Electron dynamics processes are of utmost importance in chemistry. For example, light-induced processes are used in the field of photocatalysis to generate a wide variety of products by charge transfer, bond breaking, or electron solvation. Also in the field of materials science, more and more such processes are known and utilized, for example, to design more efficient solar cells. Even the formation of bonds in molecules is an electron dynamics process. Through experimental progress, it is now even possible to trigger specific processes and chemical reactions with special laser pulses.
To study all these processes, computer-aided simulations are an indispensable tool. Depending on the size of the molecules considered and the desired accuracy, however, the underlying quantum-mechanical properties result in numerical formulas whose computation far exceeds the capabilities of even modern supercomputers.
In this thesis, three projects are presented to demonstrate modern use cases of electron dynamics and show how recent developments in computer technology and software design can be used to develop more efficient and user-friendly programs.
In the first project, the inter-Coulombic decay (ICD), an ultrafast energy transfer process, between two isolated chemical structures is investigated. After the excitation of one structure, the energy is transferred to the other, which is ionized as a result. The process has already been shown experimentally in atoms and molecules and is studied here for quantum dots, focusing on systems with more quantum dots and higher dimensions for the continuum than in previous studies. These elaborate studies are made possible by implementing computationally intensive program parts of the Heidelberg MCTDH program used on graphics processing units (GPUs).

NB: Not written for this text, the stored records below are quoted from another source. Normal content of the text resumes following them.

PR #4124, opened 2023-08-21
(build): set LC_ALL to C

cstenglein:
Untested.

This sets `LC_ALL` to `C` and *should* result in a speed-up for all bash scripts using e.g. `grep`.

Most likely needs some testing, since the locale is changed and this could change search results in greps.

See the following resources:

- https://news.ycombinator.com/item?id=37200587
- https://unix.stackexchange.com/questions/87745/what-does-lc-all-c-do (explanation)
- https://www.kurokatta.org/grumble/2019/03/grep-c-locale-speed
- https://www.inmotionhosting.com/support/website/speed-up-grep-searches-with-lc-all/

### DIFF
--- a/build_sdcard.sh
+++ b/build_sdcard.sh
@@ -106,7 +106,7 @@ get_arg(){
 }
 
 ## hacky getopts
-## 1. if the option requires argument, and the option is preceeded by single or double dash and it
+## 1. if the option requires an argument, and the option is preceeded by single or double dash and it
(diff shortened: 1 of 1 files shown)


rootzoll:
This changes the sdcard build script - @cstenglein if not critical I will push this to v1.11.0 when new sd card will be build.

cstenglein:
Sure no worries
Just wanted to let you know, most likely it will need some more testing anyway.

openoms:
Running the image with these changes on amd64. No errors seen. Approving.

openoms (approved):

The performed studies show how the ICD process behaves with multiple partners as well as which competing decay processes occur and thus provide relevant information for the development of technologies based on quantum dots such as quantum dot qubits for use in quantum computers.
Electron dynamics processes are not only relevant in the development of new quantum computers, but conversely, quantum computers can also provide the ability to perform electron dynamics with significantly more interacting electrons and a smaller error than it would ever be possible with traditional computers. In another project, therefore, a quantum algorithm was developed that could enable such simulations and their analysis in the future.
The quantum algorithm was implemented in the dynamics program Jellyfish, which was also developed in the context of this dissertation. The program is based on a graphical user interface oriented on dataflow programming, which simultaneously leads to a modular structure. The resulting modules can be combined flexibly, which allows Jellyfish to be used for a wide variety of applications. In addition to dynamic algorithms, novel analysis methods were developed and demonstrated on laser-driven electronic excitations in molecules such as hydrogen, lithium cyanide, or guanine. Thus, the generation of electronic wave packets as well as transitions between electronic states were studied in an explicitly time-dependent manner and the formation of the exciton in such processes was described qualitatively by means of densities as well as quantitatively by so-called exciton descriptors such as exciton size or hole and particle position.
Thus, in summary, this dissertation presents both new insights into electron dynamic processes and new possibilities for more efficient simulation of these processes using GPU implementations and quantum algorithms. The developed dynamics program Jellyfish offers the potential to be used in many further studies in this area and to be extended to allow for example simulations with a continuum like in the ICD calculations in the future.